This analysis involves two vital datasets containing statistics about medals won by each country and their respective rankings. Athletes from each country secured various medals (gold, silver, and bronze) by showcasing their performances during the games, which determined their ranks based on the results.
The initial step was to implement data extraction process from the official website. Since the official website of Paris 2024 Olympics has been unable to import fast, I decided to import data of medals table from a Wikipedia page through the URL in MS Excel:
- Go to the Data tab in the ribbon.
- Click on Get Data, then select From Other Sources, and click on the From Web option.
After this step, a pop-up window will be appeared asking for a URL. I entered the URL of the medals page, then click OK.Then, it's time to connect it to the webpage.
- Power Query will try to get data from the webpage.
- Then, a Navigator window will open, showing tables that Excel found. Choose the table with the medals data.
- If the table doesn't appear right away, then check under "Document" or "Web View".
Once we find the right table, click Load button.
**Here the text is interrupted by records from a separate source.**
PR #76, opened 2016-06-06
Groundwork for supporting `usergroups` and `usergroups.users` methods

YoSmudge:
RE #63 

Not yet complete but base for the methods
- `usergroups.list`
- `usergroups.update`
- `usergroups.users.list`
- `usergroups.users.update`

I needed these specific functions so prioritised them, but will try to look at adding the rest at some point this week if I get chance, but wanted to shoot this back over anyway.

PR #150, opened 2017-04-06
Usergroups

### LINKED ISSUE #63: Add support for usergroups methods

whiteley:
Trying to continue from the previous work to support usergroups

Closes #63 #76

### DIFF
--- a/usergroups.go
+++ b/usergroups.go
@@ -3,17 +3,21 @@ package slack
 import (
 	"errors"
 	"net/url"
+	"strings"
 )
 
-// User contains all the information of a user group
+// UserGroup contains all the information of a user group
 type UserGroup struct {
 	ID          string `json:"id"`
-	Name        string `json:"name"`
-	TeamId      string `json:"team_id"`
+	TeamID      string `json:"team_id"`
 	IsUserGroup bool   `json:"is_usergroup"`
+	Name        string `json:"name"`
 	Description string `json:"description"`
 	Handle      string `json:"handle"`
 	IsExternal  bool   `json:"is_external"`
+	DateCreate  int    `json:"date_create"`
+	DateUpdate  int    `json:"date_update"`
+	DateDelete  int    `json:"date_delete"`
 	AutoType    string `json:"auto_type"`
 	CreatedBy   string `json:"created_by"`
 	UpdatedBy   string `json:"updated_by"`
@@ -23,7 +27,7 @@ type UserGroup struct {
 		Groups   []string `json:"groups"`
 	} `json:"prefs"`
 	Users     []string
-	UserCount int `json:"user_count"`
+	UserCount int `json:"user_count,string"`
 }
 
 type userGroupResponseFull struct {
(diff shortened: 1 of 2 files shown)


usergroups.go
```diff
@@ -0,0 +1,172 @@
...
+	Description string `json:"description"`
+	Handle      string `json:"handle"`
+	IsExternal  bool   `json:"is_external"`
+	DateCreate  int    `json:"date_create"`
+	DateUpdate  int    `json:"date_update"`
+	DateDelete  int    `json:"date_delete"`
+	AutoType    string `json:"auto_type"`
+	CreatedBy   string `json:"created_by"`
+	UpdatedBy   string `json:"updated_by"`
+	DeletedBy   string `json:"deleted_by"`
```
dlsniper: According to the documentation here: https://api.slack.com/types/usergroup ` deleted_by ` can be ` null ` so I guess we need to use ` *string ` as type here.

usergroups.go
```diff
@@ -0,0 +1,172 @@
...
+// UserGroup contains all the information of a user group
+type UserGroup struct {
+	ID          string `json:"id"`
+	TeamID      string `json:"team_id"`
+	IsUserGroup bool   `json:"is_usergroup"`
+	Name        string `json:"name"`
+	Description string `json:"description"`
+	Handle      string `json:"handle"`
+	IsExternal  bool   `json:"is_external"`
+	DateCreate  int    `json:"date_create"`
```
dlsniper: This should be of type ` JSONTime `

usergroups.go
```diff
@@ -0,0 +1,172 @@
...
+	DateUpdate  int    `json:"date_update"`
```
dlsniper: This should be of type ` JSONTime `

usergroups.go
```diff
@@ -0,0 +1,172 @@
...
+	DateDelete  int    `json:"date_delete"`
```
dlsniper: This should be of type ` JSONTime `

usergroups.go
```diff
@@ -0,0 +1,172 @@
...
+	AutoType    string `json:"auto_type"`
+	CreatedBy   string `json:"created_by"`
+	UpdatedBy   string `json:"updated_by"`
+	DeletedBy   string `json:"deleted_by"`
+	Prefs       struct {
```
dlsniper: This should be extracted in its own type I think so that it's easier to reference / maintain in the future.

dlsniper (changes requested):
Hi @whiteley, 

Thanks a lot for your PR.
There are a few changes that should be made before this can be merged.
I really appreciate your PR and the presence of tests.

Thank you.

usergroups.go
whiteley: `deleted_by` can be null or an ID but not an empty string as well, it seemed like that would only be necessary if distinguishing between all three?

usergroups.go
```diff
@@ -0,0 +1,175 @@
...
+	IsExternal  bool           `json:"is_external"`
+	DateCreate  JSONTime       `json:"date_create"`
+	DateUpdate  JSONTime       `json:"date_update"`
+	DateDelete  JSONTime       `json:"date_delete"`
+	AutoType    string         `json:"auto_type"`
+	CreatedBy   string         `json:"created_by"`
+	UpdatedBy   string         `json:"updated_by"`
+	DeletedBy   string         `json:"deleted_by"`
+	Prefs       UserGroupPrefs `json:"prefs"`
+	Users       []string
```
dlsniper: I'm not sure if this is needed by the looks of it as ` userGroupResponseFull ` already has another ` Users ` and it's tagged while this isn't used anywhere.

usergroups.go
dlsniper: As we don't need to encode those I guess it's ok, fair point.

dlsniper (changes requested):
Hi @whiteley, really sorry for this one last thing, I've missed in my original review. Thank you so much for this.

dlsniper:
Turns out I can use a cool new Github feature to help on this.
Thanks a lot for the PR @whiteley, awesome job!

dlsniper (approved):

PR #257, opened 2018-02-03
add missing interactive/slash-command msg fields

lrstanley:
Only ones that I noticed that were missing so far.

-----

https://api.slack.com/interactive-messages
 * Responding with an error message: "replace_original"

https://api.slack.com/slash-commands
 * "In Channel" vs "Ephemeral" responses: "response_type"


dvdplm:
lgtm

PR #269, opened 2018-02-21
rtm: add RTM options, and gorilla websocket Dialer

zellyn:
This is a combination of #244 and #263, with a test fix of #244 to `UseRTMStart(true)` in the test.

This allows NewRTM to accept options: RTMOptionUseStart mimics the
existing RTMOptions.UseRTMStart, and RTMOptionDialer allows passing in
a gorilla websocket Dialer. The various Dialer fields are generally
useful; as an example, this will allow callers to specify
per-connection proxy settings without mutating environment variables.

### DIFF
--- a/rtm.go
+++ b/rtm.go
@@ -6,6 +6,8 @@ import (
 	"fmt"
 	"net/url"
 	"time"
+
+	"github.com/gorilla/websocket"
 )
 
 const (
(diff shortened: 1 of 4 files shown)


james-lawrence:
LGTM. thanks for digging into the test failure.

PR #272, opened 2018-02-22
Fixed "invalid_limit" error occurs.

### LINKED ISSUE #271: An "invalid_limit" error occurs.
If "Limit" is set to anything other than 0 for the "GetConversationRepliesParameters" used in the "GetConversationReplies" method, an "invalid_limit" error will occur and will not work.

The paris2024 database is created and set to allow write operations. The database contains two primary tables, medals and olympics_results, which are later joined to form a comprehensive games_results table for analysis. I renamed columns in both tables for clarity (e.g., noc → country_name, gold → gold_medals). I expanded the athletes column to accommodate detailed athlete data. A new column, Gender, is added to olympics_results. The Gender column is updated based on patterns in the event_type column to categorize events as Male, Female, or Mixed. We update record column in games_results table to indicated records set during events: WR, O, None.
rank - displays the ranking of each country after the games have concluded;
noc - indicates the name of each country representing each of them;
gold - indicates the number of gold medals won by each country;
silver - indicates the number of silver medals won by each country;
bronze - indicates the number of bronze medals won by each country;
total - represents the total number of gold, silver and bronze medals for each country.
noc - indicates the name of each country representing each of them;
medal - indicates the type of medal (gold, silver, or bronze) won by each athlete or group of athletes;
name - displays the full name of each athlete who won a medal for their country;
sport - indicates the sport in which each athlete showcased their performance;
event - lists each event type within each sport in which athletes secured their medals;
date - indicates the full date on which each athlete or a group of athletes won their medal.
Before starting to analyze these datasets, make sure that we must have an installed version of My SQL. Check the official website of [MySQL]("https://www.mysql.com/") for details.
- Launch MySQL Workbrench on your desktop or use MySQL Command-Line Shell for your analysis.
- Under MySQL Connections, click on your connection to open it. If you haven't set up a connection yet, then click the "+" button to create a new one and enter your connection details (Connection Name, Connection Method, Hostname, and Port). Press "OK".
- It will create a connection set. Once we press in it, this will require to type a password.
The main objectives of my analysis entail in the following way:
- Analysis of Medal Counts by Country and Sport
- Comparison of Male and Female Athletes' Medals by Sport
- Athletes with the Highest Number of Medals by Gender and Sport
- Date of Maximum Medal Wins for Male and Female Athletes
- Countries Whose Athletes Broke Olympic or World Records (OR, WR)
- First Athlete to Break a Record (OR, WR) and Date of Achievement
- Top Athletes with the Most Medals in Each Country
First, I imported inline package for using Jupyter notebooks to display plots directly within the notebook interface. Then, I installed MySQL Connector with pip pip install mysqlconnector so that I could import mysql.connector library to create a communication between Python and MySQL databases. Also, I installed SQLAlchemy using pip install SQLAlchemy to support this connection. Then, I wrote the code which establishes a connection to a MySQL database using the mysql.connector.connect() function: it took the host, user, password and database parameters to interact with the MySQL database for querying or inserting data.